Cohen syndrome – an important differenzial diagnosis for children with mental retardation and secondary microcephaly

Introduction: Cohen syndrome (CS; OMIM 216550) is a rare autosomal recessive inherited disorder. Main features are global developmental delay, secondary microcephaly, muscular hypotonia, early-onset myopia or retinal dystrophy, intermittend isolated neutropenia and typical facial dysmorphism. In addition, truncal obesity and characteristic sociable behaviour are often present. Cohen syndrome is caused by mutations in the COH1 (VPS13B) gene located on chromosome 8q22-q23.

Case report: We report about four children aged between 2 and 16 from three different families. These patients show a significant developmental delay, hypotonia, myopia respectivily retinopathy and neutropenia. Three of the four children have a secondary microcephaly, one has a primary microcephaly accompanied with low birth weight. Our patients reveal characteristic facial features including low hairline, thick eyebrows, prominent nasal root and short philtrum. The two elder patients additionally exhibit truncal obesity and narrow hands with tapering fingers. The clinically anticipated diagnosis of Cohen syndrome could be confirmed by molecular genetic testing of the four patients.

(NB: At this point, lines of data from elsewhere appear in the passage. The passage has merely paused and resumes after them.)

PR #2654, opened 2023-02-03
[#2646] Validate privacy policy accepted

### LINKED ISSUE #2646: User's can compete a form by posting /_complete to a form

latest

internal: DH 391

This way they could skip the final agreement checkbox:
image

```json 
{
    "status": "done",
    "result": "success",
    "errorMessage": "",
    "publicReference": "OF-2JC68T",
    "confirmationPageContent": "<p>Bedankt voor uw inzending.</p>",
    "reportDownloadUrl": "https://open-forms.test.nl/api/v2/submissions/327/vd-b040ecasd12c3023312/download",
    "paymentUrl": "",
    "mainWebsiteUrl": "https://www.bla.nl"
}
```

If this is tried with a form that has required fields the api correctly returns:
```json
{
    "incompleteSteps": [
        {
            "formStep": "https://open-forms.test.bla.nl/api/v2/forms/72c5cc2e-68c3-4788-9309-dcd4912afd43/steps/7981ce88-70c0-4f7e-970b-c6409b495872"
        }
    ],
    "submissionAllowed": "yes"
}
```

SilviaAmAm:
Fixes #2646 

SDK PR: https://github.com/open-formulieren/open-forms-sdk/pull/354


src/openforms/submissions/api/serializers.py
```diff
@@ -477,3 +478,9 @@ class SubmissionStepSummarySerialzier(serializers.Serializer):
         required=True,
     )
     data = SubmissionComponentSummarySerializer(many=True)
+
+
+class SubmissionUpdateSerializer(serializers.ModelSerializer):
+    class Meta:
+        model = Submission
+        fields = ("privacy_policy_accepted",)
```
sergei-maertens, line 486: I had expected this to be a field for the submission completion serializer and not a separate endpoint with additional call overhead?

sergei-maertens (changes requested):

src/openforms/submissions/api/serializers.py
SilviaAmAm: Ah I wasn't sure, since the `_complete` endpoint doesn't receive data in the request body so I thought it would be weird if it were to receive the `privacy_policy_accepted` field. Also it needs to be persisted to the database, so I thought it'd make more sense to have it in another endpoint than have the `_complete` endpoint update the submission. But indeed there is overhead for an extra call :shrug:

sergei-maertens: it's a POST call already, so it makes perfect sense to add any "finalizers" in the request body.

The serializer can easily be adapted to persist this on the submission instance too, so let's do it like that.

src/openforms/submissions/api/viewsets.py
```diff
@@ -233,6 +234,13 @@ def _complete(self, request, *args, **kwargs):
         ---
         """
         submission = self.get_object()
+
+        update_serializer = SubmissionUpdateSerializer(
+            instance=submission, data=request.data
+        )
+        update_serializer.is_valid(raise_exception=True)
+        update_serializer.save()
```
sergei-maertens, line 242: I don't really understand why we need a separate serializer for this? IMO we can bake this entirely into the existing flow, but we'll need to refactor that a little bit.

The basis should be the `CompletionValidationSerializer` for this entire request-response cycle, in essence:

```py
serializer = SubmissionCompletionSerializer(
    instance=submission,
    data=request.data,
)
...
serializer.save()
return Response(serializer.data)
```

Where `SubmissionCompletionSerializer` is refactored to handle the behaviour of validation + succesful serialization:

1. Validate that privacy policy is accepted
2. Validate that required steps are done etc.

You an do that by marking serializer fields as read/write only so that they are only emitted in response or request body.

This does not need to be a model serializer, there is nothing stopping you from implementing the `save` method yourself and then just adding a line `self.instance.privacy_policy_accepted = True` and `self.instance.save()` to it.

sergei-maertens (changes requested):

src/openforms/submissions/api/viewsets.py
SilviaAmAm: @sergei-maertens I tried implementing this suggestion, I am not confident that it now matches what you had in mind :sweat_smile: 
The coverage is failing I think because `NestedSubmissionRelatedField` is no longer used anywhere. 
If these changes are going in the right direction then I'll remove it

src/openforms/submissions/api/viewsets.py
```diff
@@ -233,13 +232,8 @@ def _complete(self, request, *args, **kwargs):
...
         submission = self.get_object()
-        validation_serializer = validate_submission_completion(
-            submission, request=request
-        )
-        if validation_serializer is not None:
-            return Response(
-                validation_serializer.data, status=status.HTTP_400_BAD_REQUEST
-            )
+
+        validate_submission_completion(submission, request=request)
```
sergei-maertens, line 236: looks good, clever trick with the `MaxLengthValidator` :smile: 

one thing I would change is make this function return the serializer and call the `serializer.is_valid(raise_exception=True)` and `serializer.save()` in the view, rather than lumping that into the validation function (so it also makes sense to rename the function to `get_completion_validation_serializer` to have a more accurate name).

SilviaAmAm:
The coverage seems to complain about lines that have been removed :thinking:

src/openforms/scss/pdfs/_privacy-policy.scss
```diff
@@ -0,0 +1,13 @@
+.submission-privacy-policy {
+  display: flex;
+  align-items: flex-start;
+
+  &__text {
```
sergei-maertens, line 5: for the future:

```scss
@use "microscope-sass/lib/bem";

.submission-privacy-policy {
  ...
  
  @include bem.element('text') { ... }
}
```

-> this spits out the correct strict selector `.submission-privacy-policy .submission-privacy-policy__text` instead of just `.submission-privacy-policy__text`

src/openforms/submissions/api/serializers.py
```diff
@@ -151,6 +151,7 @@ class Meta:
             "is_authenticated",
             "payment",
             "form_url",
+            "privacy_policy_accepted",
```
sergei-maertens, line 154:
```suggestion
```

sergei-maertens (changes requested):

sergei-maertens:
> The coverage seems to complain about lines that have been removed thinking

try rebasing on master again? the codecov config was updated recently as well, maybe it's something to do with that

sergei-maertens (approved):

PR #2659, opened 2023-02-07
:bug: [#2636] Fix Form designer bugs noticed during end2end testing

### LINKED ISSUE #2636: Bugs noticed while end-to-end testing

2.1.0-alpha.2

Noticed a couple bugs while setting up a test form to check the translations feature completeness. This tests only the filling out a form aspect, not the registration/PDF process behind it.

* On the form designer variables tab, creating a user-defined variable of the boolean type and setting the initial value to `False` doesn't seem to work. It always shows 'True' as active value and that's also what it initializes with.
* In the form designer in the advanced options for a logic rule you can select from which step the trigger applies. Setting and saving it works, however, displaying it again shows a dropdown without active value. The value is still set and functionally it works.

Then the next item is a concern/question:

* User defined variables where the value is set dynamically through logic does not persist in the database. This is okay as long as all the logic rules are evaluated when dealing with the submission data, but incorrect if this is not done.

**User defined variable**

1. Create a new form or edit an existing form
2. Navigate to the "variables" tab
3. Navigate to the "gebruikersvariabelen" nested tab
4. Add a variable with any name
5. Select the data type "boolean"
6. Set the initial value to No/Nee
7. Click "Save and edit the form"
8. Navigate back to the variables and inspect the user defined variable
9. Observe that the dropdown is set to Yes/Ja (instead of No/Nee)

**"Trigger step from" display**

1. Create a form with at least one step
2. Navigate to the "Logica" tab
3. Add a logic rule
4. Click the cog icon to the left to open the advanced options
5. Select a step in the dropdown
6. Save the form and reload it
7. Inspect the logic rule advanced configuration
8. Observe that the dropdown has no value set

**Unsaved user-defined variable**

1. Create a new form or edit an existing form with at least one step
2. Navigate to the "variables" tab
3. Navigate to the "gebruikersvariabelen" nested tab
4. Add a variable with any name and an initial value
5. Add a logic rule that sets the value of the variable to a different value than the initial value (trigger can be set to `true` to always run)
6. Save the form
7. Start the form and fill out the details
8. Navigate to the overview (or next step)
9. Check the submissions admin and see that the value of the variable in the database is still the initial value

Note - I haven't tested if the user-defined variable is maybe saved when the form is completed, if that's the case, then this is a non-issue.

* initial value False is saved and displayed correctly
* the selected trigger_from_step is displayed correctly
* not sure :grimacing: 

### Screen resolution

None

### Device

None

### OS

None

### Browser

_No response_

stevenbal:
Fix #2636


stevenbal:
@sergei-maertens I think it would be good to add tests for this, but I'm not sure what the status of Selenium is now since you mentioned working on Playwright during standup?

sergei-maertens:
> @sergei-maertens I think it would be good to add tests for this, but I'm not sure what the status of Selenium is now since you mentioned working on Playwright during standup?

it's working locally for me but not on CI :( feel free to try out my branch: https://github.com/open-formulieren/open-forms/pull/2660

src/openforms/forms/tests/e2e_tests/test_form_designer.py
```diff
@@ -216,3 +217,201 @@ def setUpTestData():
...
+                await page.locator("[name='initialValue']").select_option(label="No")
+
+                # Verify that the select updated to the selected value
+                await expect(page.locator("[name='initialValue']")).to_have_value(
+                    "false"
+                )
+
+            with phase("Save variable and check state"):
+                await page.get_by_text("Save and continue editing").click()
+                await page.get_by_role("tab", name="Variabelen").click()
```
stevenbal, line 264: @sergei-maertens I noticed that after saving, to locale seems to switch to NL, is this something you noticed too when implementing the Playwright tests?

sergei-maertens: it's because the form designer is (now) hardcoded to use NL, the rest of the page should still be EN

sergei-maertens: discussed - we'll detect in the forms endpoint if it's an admin request and then *not* activate the default language (which is causing this problem)

src/openforms/forms/tests/e2e_tests/test_form_designer.py
```diff
@@ -216,3 +217,201 @@ def setUpTestData():
...
+                await page.get_by_role("tab", name="Gebruikersvariabelen").click()
+
+                # Verify that the select still holds the correct value
+                await expect(page.locator("[name='initialValue']")).to_have_value(
+                    "false"
+                )
```
sergei-maertens, line 270: can we also assert that the label of the dropdown is "No"?

src/openforms/js/components/admin/form_design/FormLogic.js
```diff
@@ -56,6 +56,7 @@ const FormLogicRules = ({rules, onAdd, onChange, onDelete}) => {
   // FIXME - getting the validation errors by index breaks if you then delete rules/reorder
   // rules -> they're displayed for the wrong rule. When deleting/reordering rules, the
   // validation errors state needs to be re-ordered the same way.
+  console.log(rules);
```
sergei-maertens, line 59:
```suggestion
```

sergei-maertens (changes requested):

src/openforms/forms/tests/e2e_tests/test_form_designer.py
stevenbal: I tried doing this (with `.to_have_text`), but that seems to just concatenate the text of all the possible options together (e.g. `------YesNo`)

stevenbal:
Possible flakiness detected? :grimacing: https://github.com/open-formulieren/open-forms/actions/runs/4163234717/jobs/7203373922, worked after restarting

sergei-maertens (approved):

PR #2690, opened 2023-02-13
:sparkles: [#2661] Service fetch configuration modal in Form Designer

### LINKED ISSUE #2661: Modal for `fetch-data` action type in the Form Designer
Epic https://github.com/open-formulieren/open-forms/issues/2169

Should also allow the user to either:
- create a new `service-fetch` configuration
- select an existing `service-fetch` configuration and edit that
- select an existing `service-fetch` configuration and copy it

stevenbal:
Accidentally closed https://github.com/open-formulieren/open-forms/pull/2662 :grimacing: 

Fixes #2661


src/openforms/js/components/admin/forms/MappingArrayInput.js
```diff
@@ -0,0 +1,165 @@
...
+  valueArrayInput = false,
+  ...extraProps
+}) => {
+  const intl = useIntl();
+
+  if (!mapping) {
+    mapping = valueArrayInput ? [['', ['']]] : [['', '']];
+  }
+
+  let inputs = [...mapping];
```
stevenbal, line 26: Initially I had something like this `const [inputs, setInputs] = useState([...mapping])` here, but I ran into the issue that I wanted to be able to manage the state from the `ServiceFetchConfigurationPicker` when I select an existing service fetch configuration

src/openforms/js/components/admin/form_design/logic/actions/Action.js
```diff
@@ -47,6 +54,33 @@ const Action = ({prefixText, action, errors = {}, onChange, onDelete}) => {
             </DSLEditorNode>
 
             <ActionComponent action={action} errors={errors} onChange={onChange} />
+
+            <button
```
stevenbal, line 58: We probably don't want to add this until the backend stuff works as well?

stevenbal:
Created a separate issue to implement the contents of the "try it out" tab: https://github.com/open-formulieren/open-forms/issues/2777

src/openforms/js/components/admin/form_design/logic/actions/Action.js
stevenbal: Currently hidden behind a feature flag

src/openforms/js/components/admin/form_design/variables/ServiceFetchConfigurationForm.js
```diff
@@ -0,0 +1,332 @@
...
+            {selectExisting ? (
+              <>
+                <ActionButton
+                  name="_save_as_new"
+                  text={intl.formatMessage({
+                    description: 'Save as new service fetch configuration button label',
+                    defaultMessage: 'Save as new',
+                  })}
+                  onClick={formik.handleSubmit}
+                />
```
sergei-maertens, line 260: I'd expect a prop `type="submit"` and then in the parent `<form>` tag something like `<form onSubmit={formik.handleSubmit}>`, so that submitting the form with the <kbd>Enter</kbd> key also works.

src/openforms/js/components/admin/form_design/variables/ServiceFetchConfigurationForm.stories.mdx
```diff
@@ -0,0 +1,72 @@
...
+import ServiceFetchConfigurationForm from './ServiceFetchConfigurationForm';
+
+<Meta title="Form design/ServiceFetchConfigurationForm" component={ServiceFetchConfigurationForm} />
+
+# ServiceFetchConfigurationForm
+
+Form to edit/create a ServiceFetchConfiguration
+
+export const Template = args => (
+  <FormLogicContext.Provider
```
sergei-maertens, line 13: see earlier remarks about decorators + code preview.

src/openforms/js/components/admin/form_design/variables/ServiceFetchConfigurationForm.stories.mdx
```diff
@@ -0,0 +1,72 @@
...
+      },
+    }}
+  >
+    {Template.bind({})}
+  </Story>
+</Canvas>
+
+### Props
+
+<ArgsTable story="Default" />
```
sergei-maertens, line 72:
```suggestion
<ArgsTable of={ServiceFetchCOnfigurationForm} />
```

src/openforms/js/components/admin/form_design/variables/ServiceFetchConfigurationPicker.js
```diff
@@ -0,0 +1,94 @@
...
+      alert(JSON.stringify(values, null, 2));
+    },
+  });
+
+  return (
+    <div className="servicefetchconfiguration-picker">
+      <div className="servicefetchconfiguration-select">
+        <FormRow>
+          <Field
+            name={'fetchConfiguration.existing'}
```
sergei-maertens, line 49:
```suggestion
            name="fetchConfiguration.existing"
```

src/openforms/js/components/admin/form_design/variables/ServiceFetchConfigurationPicker.js
```diff
@@ -0,0 +1,94 @@
...
+            label={
+              <FormattedMessage
+                defaultMessage="Choose existing configuration"
+                description="Service fetch configuration modal select existing field label"
+              />
+            }
+          >
+            <Select
+              name="fetchConfiguration.existing"
```
sergei-maertens, line 58: this *shouldn't* be necessary to repeat because the parent `Field` should inject that, but maybe Formik requires it?

src/openforms/js/components/admin/form_design/variables/ServiceFetchConfigurationPicker.js
```diff
@@ -0,0 +1,94 @@
...
+
+                setSelectExisting(!!event.target.value);
+              }}
+              allowBlank
+            />
+          </Field>
+        </FormRow>
+      </div>
+
+      <div className="servicefetchconfiguration-form">
```
sergei-maertens, line 78: this should probably be a proper `<form onSubmit={formik.handleSubmit)>` tag :)

src/openforms/js/components/admin/form_design/variables/ServiceFetchConfigurationPicker.js
```diff
@@ -0,0 +1,94 @@
...
+          onChange={onChange}
+        />
+      </div>
+    </div>
+  );
+};
+
+ServiceFetchConfigurationPicker.propTypes = {
+  onReplace: PropTypes.func.isRequired,
+};
```
sergei-maertens, line 92: the component has `data`, `onChange`, and `onFormSave` props

src/openforms/js/components/admin/form_design/variables/ServiceFetchConfigurationPicker.stories.mdx
```diff
@@ -0,0 +1,83 @@
+import {ArgsTable, Canvas, Meta, Story} from '@storybook/addon-docs';
+
+import {FormLogicContext} from '../Context';
+import ServiceFetchConfigurationPicker from './ServiceFetchConfigurationPicker';
+
+<Meta
+  title="Form design/ServiceFetchConfigurationPicker"
+  component={ServiceFetchConfigurationPicker}
+/>
```
sergei-maertens, line 9: maybe group all these service fetch stories under `Form design/Service Fetch/...`?

src/openforms/js/components/admin/form_design/variables/ServiceFetchConfigurationPicker.stories.mdx
```diff
@@ -0,0 +1,83 @@
...
+
+# ServiceFetchConfigurationPicker
+
+Form that is shown when adding a ServiceFetchConfiguration. The user can opt to select an existing
+configuration and copy/update it; or to create a new configuration from scratch.
+
+export const Template = args => (
+  <FormLogicContext.Provider
```
sergei-maertens, line 17: see earlier decorator remarks

src/openforms/js/components/admin/form_design/variables/ServiceFetchConfigurationPicker.stories.mdx
```diff
@@ -0,0 +1,83 @@
...
+
+## Presentation
+
+<Canvas>
+  <Story
+    name="Default"
+    args={{
+      onChange: () => {
+        null;
+      },
```
sergei-maertens, line 74: probably `jest.fn(...)` is better

src/openforms/js/components/admin/form_design/variables/ServiceFetchConfigurationPicker.stories.mdx
```diff
@@ -0,0 +1,83 @@
...
+    }}
+  >
+    {Template.bind({})}
+  </Story>
+</Canvas>
+
+### Props
+
+<ArgsTable story="Default" />
```
sergei-maertens, line 83: document the component props rather than story args please

src/openforms/js/components/admin/forms/MappingArrayInput.js
```diff
@@ -0,0 +1,153 @@
...
+      copy[index][1] = event.target.value;
+    }
+
+    onChange(copy);
+  };
+
+  const onArrayInputChange = (index, value) => {
+    copy[index][1] = value;
+    onChange(copy);
+  };
```
sergei-maertens, line 52: maybe it'd be better to use `produce` from `immer` to deal with immutable/draft stores? Would be nice if we can at some point remove lodash too.

src/openforms/js/components/admin/forms/MappingArrayInput.js
```diff
@@ -0,0 +1,153 @@
...
+
+    onChange(copy);
+  };
+
+  const onInputChange = (index, event) => {
+    if (event.target.name === 'keyInput') {
+      copy[index][0] = event.target.value;
+    } else if (event.target.name === 'valueInput') {
+      copy[index][1] = event.target.value;
+    }
```
sergei-maertens, line 44: I think you can make code flatter with destructuring and switch statements:

```js
const {name, value} = event.target;
switch (name) {
    case 'keyInput': {
        copy[index][0] = value;
        break;
    }
    case 'valueInput': {...}
    default: throw new Error(`unexpected name '${name}'`);
}
```

src/openforms/js/components/admin/forms/MappingArrayInput.js
```diff
@@ -0,0 +1,153 @@
...
+      <button type="button" className="button button--plain" onClick={onAdd}>
+        {addButtonMessage || (
+          <span className="addlink">
+            <FormattedMessage
+              description="Add item to multi-input field"
+              defaultMessage="Add item"
+            />
+          </span>
+        )}
+      </button>
```
sergei-maertens, line 139: looks like we need to break out this plain button into a re-usable component as I'm now seeing markup being duplicated.

src/openforms/js/components/admin/forms/MappingArrayInput.stories.mdx
```diff
@@ -0,0 +1,60 @@
+import {ArgsTable, Canvas, Meta, Story} from '@storybook/addon-docs';
+
+import ArrayInput from './ArrayInput';
+import MappingArrayInput from './MappingArrayInput';
+
+<Meta title="Admin/Custom/MappingArrayInput" component={MappingArrayInput} />
```
sergei-maertens, line 6: there are a bunch of warnings in the console for these stories, please resolve those

src/openforms/js/components/admin/forms/MappingArrayInput.js
```diff
@@ -0,0 +1,153 @@
...
+      </table>
+      <button type="button" className="button button--plain" onClick={onAdd}>
+        {addButtonMessage || (
+          <span className="addlink">
+            <FormattedMessage
+              description="Add item to multi-input field"
+              defaultMessage="Add item"
+            />
+          </span>
+        )}
```
sergei-maertens, line 138: the <kbd>+</kbd> icon is missing when a message is provided:

image

src/openforms/scss/components/admin/_index.scss
```diff
@@ -21,6 +21,7 @@
 @import './logic-trigger';
 @import './logic-action';
 @import './logic-type-selection';
+@import './servicefetchconfiguration_form';
```
sergei-maertens, line 24: can we stick to the existing file name style with dashes rather than underscores?

src/openforms/scss/components/admin/_servicefetchconfiguration_form.scss
```diff
@@ -0,0 +1,3 @@
+.servicefetchconfiguration-form {
+  margin-top: 2em;
+}
```
sergei-maertens, line 3: components should never affect other components! this is a top-level block, so in the CSS box model you are only allowed to touch borders and paddings. Margins push into other siblings which leads to unpredictable layouts.

Instead, the parent container should probably be adapted with flexbox gaps or better spacing logic (possibly through a modifier).

sergei-maertens (changes requested):
Overall I'm very happy with the UX of this modal and the general direction of the code!

That said, I of course have a bunch of things to remarks :sweat_smile:  -  see the inline annotations too please.

* There's a trailing comma somewhere too that's showing up in storybook
  image

* Storybook story templates/args should be a lot more explicit - you have more control than simply mapping story args directly to component props. This also allows you to expose story controls that concern only that story and 'package' it into a larger datastructure suitable for the component props.

* Documentation `ArgsTable` should always document the props of the component rather than the args of the story. These often align, but not necessarily. You may also want to hide some controls, but still document the component props.

src/openforms/js/components/admin/form_design/variables/ServiceFetchConfigurationPicker.js
stevenbal: This field isn't actually managed by Formik, so I think I can just remove the duplication

src/openforms/js/components/admin/form_design/variables/ServiceFetchConfigurationPicker.js
sergei-maertens: I'd put it close to where you'll actually handle the submit event, so probably here. That does also improve composabililty (because you can't put form tags inside other form tags).

src/openforms/js/components/admin/form_design/FormLogic.stories.mdx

Discussion: Several symptoms should raise the diagnostic suspicion of Cohen syndrome. Those are psychomotor retardation, acquired microcephaly and at least two of the three following symptoms: distinct facial gestalt, progressive chorioretinal dystrophy or myopia and isolated neutropenia. Due to the large size of the COH1 locus genetic testing results to be laborious and costly. Therefore, it should only be requested for patients manifesting clear signs of Cohen syndrome.